Enterprises also have to wrestle with demographics.  Legacy firms with heritage brands need to keep their existing customers happy, but catering to a built-in client base can also leave a business vulnerable to disruptive innovation. Startup firms can exploit the less established tastes of younger consumers and ride the market up as it inevitably grows.
When Facebook started, it was only available to those with college e-mails.  As the service spread, it opened up to more campuses, then to high schools and then to everybody.  The strategy was a roaring success, but the company soon found that as its user base aged, it lost credibility with younger demographics.
Facebook clearly recognized the problem and acquisitions like Instagram and WhatsApp have helped shore up its appeal and protect its business from demographic erosion.
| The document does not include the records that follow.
Issue #3919, opened 2021-05-11
Migrate test suite to JUnit5


slarse:
We currently have a little bit of JUnit5 (such as [VariableTest](https://github.com/INRIA/spoon/blob/639dccff96b2818b64f2d9af61339445aab77d18/src/test/java/spoon/test/variable/VariableTest.java)), but mostly JUnit4 in the test suite. I think it's worth our while to start migrating entirely to JUnit5. Off the top of my head, here are some benefits that come with JUnit5:

* Much better support for [parameterized tests](https://www.baeldung.com/parameterized-tests-junit-5)
* Better support for [temporary directories](https://www.baeldung.com/junit-5-temporary-directory)
* Better support for [conditional test execution](https://junit.org/junit5/docs/5.5.0/api/org/junit/jupiter/api/condition/package-summary.html)
* ~The awesome [`assertThrows` assertion](https://www.baeldung.com/junit-assert-exception)~
    - Edit: Actually, this was backported to JUnit 4.13, so it's a moot point

This is also very easy to do incrementally, one test class at a time, making it a **very good first issue**.

### Why not keep both?

While we can keep both JUnit4 and JUnit5, and one can even write test cases of both flavors in the same test class, it's just messy to do so due to all of the assertions and annotations having the same simple names. You can also be pretty confident that if a contributor comes into a test class and sees _only_ JUnit4 tests, that contributor will write JUnit4 tests as well. The longer we wait, the more work it will be to leave JUnit4 behind!

### How do I know if a test class is using JUnit4?

The easiest way to tell is to look for imports from the JUnit4 API, the most telling one being `import org.junit.Test`. At the moment of writing, there are 189 such imports in the test suite.

```bash
$ grep -r 'import org.junit.Test' src/test/java | wc -l
189
```

### How do I know if a test class is using JUnit5?

The easiest way to tell is to look for imports from the JUnit5 API, the most telling one being `import org.junit.jupiter.api.Test`. At the moment of writing, there are 3 such imports in the test suite.

```bash
$ grep -r 'import org.junit.jupiter.api.Test' src/test/java | wc -l
3
```

### How can I convert from JUnit4 to JUnit5?

See #3921 for an example.

[...]

PR #3939, opened 2021-05-21
test: Migrate LogTest to JUnit5

slarse:
#3919 

The `LogTest` has long been a pet-peeve of mine, because it _always fails_ when I run all tests in IntelliJ IDEA. Running it alone is fine, and running it with Maven is also fine. I think it's something with the JUnit4 parameterized test runner (which never made it past the experimental stage) that doesn't work well with my particular version of IDEA.

This PR migrates LogTest to JUnit5 and its much better parameterized test support. And finally I can run all tests and not have this one fail.

**Ignore whitespace changes in diff:** This PR has a _lot_ of indentation changes. To view the diff without whitespace changes, append `?w=1` to the GitHub URL (or click this link: https://github.com/INRIA/spoon/pull/3939/files?w=1)

### DIFF
--- a/src/test/java/spoon/test/logging/LogTest.java
+++ b/src/test/java/spoon/test/logging/LogTest.java
@@ -16,10 +16,10 @@
  */
 package spoon.test.logging;
 
-import org.junit.Test;
-import org.junit.experimental.runners.Enclosed;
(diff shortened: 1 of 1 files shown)


monperrus:
LGTM, will merge!

PR #3941, opened 2021-05-21
fix: Ensure that for init/update are registered in listeners

### LINKED ISSUE #3940: Sniper: Deletion in for-loop header is not detected by `ChangeCollector` (and thus not printed correctly)
So, when deleting an element in a for-loop header, the deletion isn't registered in the `ChangeCollector` because no listener callback is called, and therefore the loop isn't printed correctly. For example, given this for loop:

```java
for (int i = 0; i < 10; i++) {
}
```

deleting the update `i++` correctly removes it from the model, but the sniper still prints the exact same thing as the input.

slarse:
Fix #3940 

The `setForInit` and `setForUpdate` does not call change listeners if the value set was the empty list or null. Note that deleting the last element in a e.g. a for init is implemented such that `setForInit` is called with an empty list, and so the last deletion is not registered. This causes problems for the sniper printer, as a patch that only deletes the final element in a for update or init does not register any changes, and so the sniper just prints the original source code.

This PR simply moves the `onDeletAll()` call to the change listeners to the top of the `setForInit` and `setForUpdate` methods, such that they are always called. This is valid, as setting an empty list or `null` is equivalent to clearing the list.

### DIFF
--- a/src/main/java/spoon/support/reflect/code/CtForImpl.java
+++ b/src/main/java/spoon/support/reflect/code/CtForImpl.java
@@ -76,11 +76,11 @@ public class CtForImpl extends CtLoopImpl implements CtFor {
 
 	@Override
 	public <T extends CtFor> T setForInit(List<CtStatement> statements) {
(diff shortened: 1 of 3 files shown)


monperrus:
Thanks @slarse

PR #3945, opened 2021-05-23
review: fix additional snippet bugs

andrewbwogi:


monperrus:
Hi @andrewbwogi 

Moving the exception in another package is a breaking change. Why would we need to do that?

Thanks,

andrewbwogi:
@monperrus, `SnippetCompilationError` just went along with the package change of `SnippetCompilationHelper`, I've placed it back again. Is moving `SnippetCompilationHelper` also a breaking change that is not worth the trouble? It was moved to use package-private methods in `PositionBuilder`.

monperrus:
> Is moving `SnippetCompilationHelper` also a breaking change that is not worth the trouble?

Yes it would be breaking if there is at least one public method in the class.

> It was moved to use package-private methods in `PositionBuilder`.

One solution is to make them public instead.

andrewbwogi:
I somehow did not see that this branch was already merged (#3897). I'm fine with it so I'm closing this one.

PR #3947, opened 2021-05-24
feat: add shortcut API to get or create the compilation unit

### LINKED ISSUE #3942: Add `CtElement.getCompilationUnit` method to the public API
Currently, we have to retrieve the `CtCompilationUnit` of an element, `CtType` in my particular case, using the factory methods defined.
```java
element.getFactory().CompilationUnit().getOrCreate((CtType<?>) element);
```

I propose we add a public API to directly get the `CtCompilationUnit`. It can be a part of the `CtElement` as each element belongs to some compilation unit.

Reference: https://github.com/SpoonLabs/diffmin/pull/65#discussion_r636910498

algomaster99:
Fixes #3942 

The changes add `getOrCreateCompilationUnit()` API which would serve as a shortcut to get the compilation unit. This API needs to be tested with the following elements.

- [ ] CtType
   - [x] CtClass
   - [ ] CtInterface 
- [ ] CtModule
- [ ] CtPackage

### DIFF
--- a/src/main/java/spoon/support/reflect/declaration/CtElementImpl.java
+++ b/src/main/java/spoon/support/reflect/declaration/CtElementImpl.java
@@ -9,6 +9,7 @@ package spoon.support.reflect.declaration;
 
 import org.slf4j.Logger;
 import org.slf4j.LoggerFactory;
+import spoon.SpoonException;
 import spoon.reflect.ModelElementContainerDefaultCapacities;
 import spoon.reflect.annotations.MetamodelPropertyField;
 import spoon.reflect.code.CtBlock;
@@ -18,10 +19,13 @@ import spoon.reflect.cu.SourcePosition;
 import spoon.reflect.declaration.CtAnnotation;
 import spoon.reflect.declaration.CtCompilationUnit;
 import spoon.reflect.declaration.CtElement;
+import spoon.reflect.declaration.CtModule;
 import spoon.reflect.declaration.CtNamedElement;
+import spoon.reflect.declaration.CtPackage;
 import spoon.reflect.declaration.CtShadowable;
 import spoon.reflect.declaration.CtType;
 import spoon.reflect.declaration.ParentNotInitializedException;
+import spoon.reflect.factory.CompilationUnitFactory;
 import spoon.reflect.factory.Factory;
 import spoon.reflect.factory.FactoryImpl;
 import spoon.reflect.meta.RoleHandler;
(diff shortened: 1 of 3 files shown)


src/main/java/spoon/support/reflect/declaration/CtElementImpl.java
```diff
@@ -186,6 +190,24 @@ public String getDocComment() {
...
+		} else if (this instanceof CtPackage) {
+			return cuFactory.getOrCreate((CtPackage) this);
+		} else if (this instanceof CtModule) {
+			return cuFactory.getOrCreate((CtModule) this);
+		} else {
+			CtType<?> enclosingType = getParent(CtType.class);
+			if (enclosingType != null) {
+				return cuFactory.getOrCreate(enclosingType);
+			} else {
+				throw new SpoonException(this.getShortRepresentation() + " does not belong to a compilation unit");
```
algomaster99, line 206: Does using `this.getShortRepresentation()` better the error message in some way? If not, I am willing to replace it with "The element".

src/test/java/spoon/test/ctType/CtTypeTest.java
```diff
@@ -267,4 +268,21 @@ public void testTypeDeclarationToReferenceRoundTripInNamedModule() {
...
+
+	@Test
+	public void testGetOrCreateCompilationUnit() {
+		// contract: the compilation unit should be returned using the shortcut method
+		final Launcher launcher = new Launcher();
+		final Factory factory = launcher.getFactory();
+
+		// create the elements required
+		CtCompilationUnit expectedCu = factory.createCompilationUnit();
+		CtClass<?> klass = factory.createClass("CompilationUnit");
```
algomaster99, line 280: Not sure which is the best way here. I could either create a test file and add it to the launcher or just use factory methods. I think both will do a similar task but the latter was shorter to write.

algomaster99: I tested for a `CtClass` instance in `CtType`. Is this alright? Or should I move this test case to `CtClassTest`? Moroever, do we also need to test for `CtInterface` because they are also `CtType` implementations?

slarse:
Given the discussion in #3942, and the realization that the current implementation of compilation units in Spoon is _very_ tied into source positions, I'm not entirely convinced we should add this method right now, as its behavior might change if we manage to untangle compilation units from source positions.

algomaster99:
@slarse oh, okay! Sounds good. We can close this for now and reopen it later when we are able remove the CU's dependency on position in factory methods.

Had to ask you one more thing which I came across while working on this PR. Should we include `CtModel.getPackage(String qualfiedName)`? Currently, one can either get the root package or the collection of all packages. I was debugging something in the testcase in this PR before so I felt I could have used such an API. Let me know if it is beneficial in some other scenarios too.

slarse:
> @slarse oh, okay! Sounds good. We can close this for now and reopen it later when we are able remove the CU's dependency on position in factory methods.

I'm not certain that's possible, or how to do it. I will discuss it with @monperrus this week and get back to you.

> Had to ask you one more thing which I came across while working on this PR. Should we include `CtModel.getPackage(String qualfiedName)`? Currently, one can either get the root package or the collection of all packages. I was debugging something in the testcase in this PR before so I felt I could have used such an API. Let me know if it is beneficial in some other scenarios too.

No, because that makes working with modules confusing. `CtModel.getRootPackage()` is a common source of errors (both inside of Spoon itself and in clients), because its name makes it sound like it returns a unique root package for a given model, but it in fact returns the root package of the _unnamed module_. In multi-module projects, there is no one unique root package, each module has its own. Thus, it's easy to make programmatic errors with the assumption that each Java project has a unique root package, which is not the case since modules made their entrance.

`CtModule.getPackage(String qualifiedName)` might make sense.

PR #3959, opened 2021-05-26
test: Migrate ProcessingTest to Juit5

Rohitesh-Kumar-Jain:
#3919

This PR just migrates ProcessingTest to Junit5, pure refactoring.

Also, I have replaced the string message in assertArrayEquals with a supplier (I believe this is part of refactoring right?)

### DIFF
--- a/src/test/java/spoon/processing/ProcessingTest.java
+++ b/src/test/java/spoon/processing/ProcessingTest.java
@@ -153,7 +153,7 @@ public class ProcessingTest {
 		l.run();
 
 		// If template is applied to itself then there will be modified spoon/...Template.java on output
-		assertArrayEquals(new String[]{"SimpleAssert.java"}, outputPath.toFile().list(), () -> "Template source found in output");
+		assertArrayEquals(new String[]{"SimpleAssert.java"}, outputPath.toFile().list(),"Template source found in output");
 		// Check that the template worked as intended
 		assertThat(outputPath.toString() + "/SimpleAssert.java")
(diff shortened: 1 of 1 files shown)


Rohitesh-Kumar-Jain:
One of the major breaking changes for the Assertions is that the order of the parameters changed with the output message parameter moved as the last parameter. 

And now as we need to change that order, we can replace the String messages with Supplier.

slarse:
@Rohitesh-Kumar-Jain I don't see a good reason to replace the messages with suppliers. Can you justify that change?

Rohitesh-Kumar-Jain:
> @Rohitesh-Kumar-Jain I don't see a good reason to replace the messages with suppliers. Can you justify that change?

I read in a guide that in case we want to enhance our test methods during the migration, we can replace the String messages with Supplier.

Screenshot 2021-05-26 at 2 44 21 PM

[Here's](https://www.baeldung.com/junit-5-migration) the link to the resource, I downloaded it from there only.

slarse:
I have a very hard time seeing the point of that, it just seems like more code for the same result to me. I don't see how it's an enhancement, and the article you linked does not say.

In general, for these migrations, do what you need to do to make it work, and nothing more :)

Rohitesh-Kumar-Jain:
I will replace the supplier with the comment in the next commit

slarse (approved):

slarse:
@monperrus ping

monperrus:
thanks @Rohitesh-Kumar-Jain

Issue #3965, opened 2021-05-28
Refactor `ReferenceBuilder.getTypeReference(TypeBinding, boolean)`


slarse:
I'm currently trying to fix a bug in `ReferenceBuilder.getTypeReference(TypeBinding, boolean)` related to #3951, and it's just too complex a method. It's 250 lines long and incredibly complicated. I need to refactor the method before I can fix the bug, or I'll just make it even worse.

slarse:
I'm going to do this in several PRs because the method is just that complex. It's a key component of Spoon, too, so I think it deserves some attention :)

slarse:
I'm satisfied with the refactoring of this method now. The next phase is to break `ReferenceBuilder` into smaller classes.

PR #3964, opened 2021-05-28
fix: Fix crash on handling parameterized ProblemReferenceBinding

slarse:
Fix #3951 

The problem is described in the issue. It's very rare for JDT to parse a parameterized type reference to a ProblemReferenceBinding (even when the actual referenced type can't be resolved). In the particular case of error code 15 (using a type that isn't closable on a try-with-resources), it does however resolve the reference to a ProblemReferenceBinding with type parameters in the name, which caused the crash.

This PR does _not_ attempt to parse the type arguments, it only fixes the crash and lets the pre-existing logic for creating type references from problem bindings do its thing. In other words, a type reference is created with the correct simple name, and that's about it. A warning that the type arguments are ignored is also issued.

I found a way to actually resolve the correct type binding in the particular corner case represented in the test case I added, which I may add in a later PR as that coincidentally triggers the long-standing bug reported in #3708.

PR #3966, opened 2021-05-28
refactor(ReferenceBuilder): Extract parameterized type reference creation into helpers

slarse:
#3965 

First PR in refactoring `ReferenceBuilder.getTypeReference()`.

This PR extracts the creation of parameterized type references into a set of three smaller helper methods. This will make it easier for me to later handle #3964


monperrus:
have you read "Clean code"? if not, you'll like it @slarse :)

slarse:
@monperrus I read most of it during my first year in CS (so, that's almost 6 years ago now). It's safe to say it influenced my programming style quite a bit. I've planned to revisit it for quite some time but... time flies.

Issue #3923, opened 2021-05-12
Improve quality of Spoon's API documentation


slarse:
A lot of the documentation of the public API is missing documentation for things like parameters and return types (think `@param` and `@return` tags). In my opinion, the most glaring omissions of these details are in the metamodel docs, found in the subpackages of [`spoon.reflect`](https://github.com/INRIA/spoon/tree/master/src/main/java/spoon/reflect).

For example, at the time of writing this, [CtImport](https://github.com/INRIA/spoon/blob/009ad17627741c67d1a04e1f363730e6dfa17ee3/src/main/java/spoon/reflect/declaration/CtImport.java) is entirely missing tags in its Javadocs.

I will expand on this issue with more instructions soon.

bhargavi-kotha:
@slarse Is this still open to start with contribution? And i'm willing to work on GSoC 2022 Implement Javadoc quality project idea.
can u please guide me on how to start with if not this PR to go on. I have experience on java based microservices and spring boot.I have implemented unit test cases with sonar coverage 85% in many of the projects.

MartinWitt:
Hi @bhargavi-kotha,

Yes, this issue is still open and there should be countless Javadoc issues left. You are pretty fast because I have still no confirmation that we are accepted as GSoC project. In the next days(when I/we get the confirmation) we create a new GSoC post on things you can do to get into the project spoon. For now, you can have a look at the old post from @monperrus https://github.com/INRIA/spoon/issues/3828 from 2021.

slarse:
What @MartinWitt said :)

bhargavi-kotha:
Thanks @MartinWitt and @slarse . I would go through any documentation and explore the project. would start off with any issue, until we get confirmation.

monperrus:
Javadoc warning's today

```
[WARNING] Javadoc Warnings
[WARNING] /home/martin/martin-no-backup/spoon/spoon-core/src/main/java/spoon/compiler/Environment.java:579: warning - invalid usage of tag >
[WARNING] /home/martin/martin-no-backup/spoon/spoon-core/src/main/java/spoon/processing/AbstractParallelProcessor.java:34: warning - Tag @link: reference not found: Executors#newFixedThreadPool()
[WARNING] /home/martin/martin-no-backup/spoon/spoon-core/src/main/java/spoon/refactoring/Refactoring.java:234: warning - @param argument "input" is not a parameter name.
[...]

PR #3968, opened 2021-05-28
doc: Improve Javadoc quality in Environment interface

slarse:
#3923 

The `Environment` interface is arguably one of the most important ones in the entire Spoon library, and it's fairly underdocumented. This PR improves the documentation by adding all missing `@param` and `@return` tags, fixing errors and adding missing explanations of what things actually do.

Javadoc method quality score increases like so:

```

Power Is Easier To Get, But Harder To Use Or Keep

One thing that’s clear is that power isn’t what it used to be.  The Roman Empire lasted over a thousand years. Others lasted centuries.  The US has been a superpower for roughly seventy years and its power is already being challenged by a rising China and a multipolar world. The Soviet empire, of course, is already becoming a distant memory.
As Moisés Naím put it in his book, The End of Power, “Power is easier to get, but harder to use or keep.”  Technology, while not the sole cause, has clearly played a significant role, because the information economy makes it possible to achieve scale without mass.  Ownership of resources is not as important as access to them.
http://www.contrarianinsights.com/

Therefore, any advantage gained through the acquisition of assets and capabilities is bound to be fleeting.  The power to attract has become more important than the power to compel or coerce.  Today, strategy has less to do with increasing efficiencies and acquiring resources and more to do with widening and deepening networks of connections.
We have to come to terms with the fact that the will to power no longer implies climbing to the top of the heap, but edging towards the center of the circle. That’s made power far less stable, but no less desirable.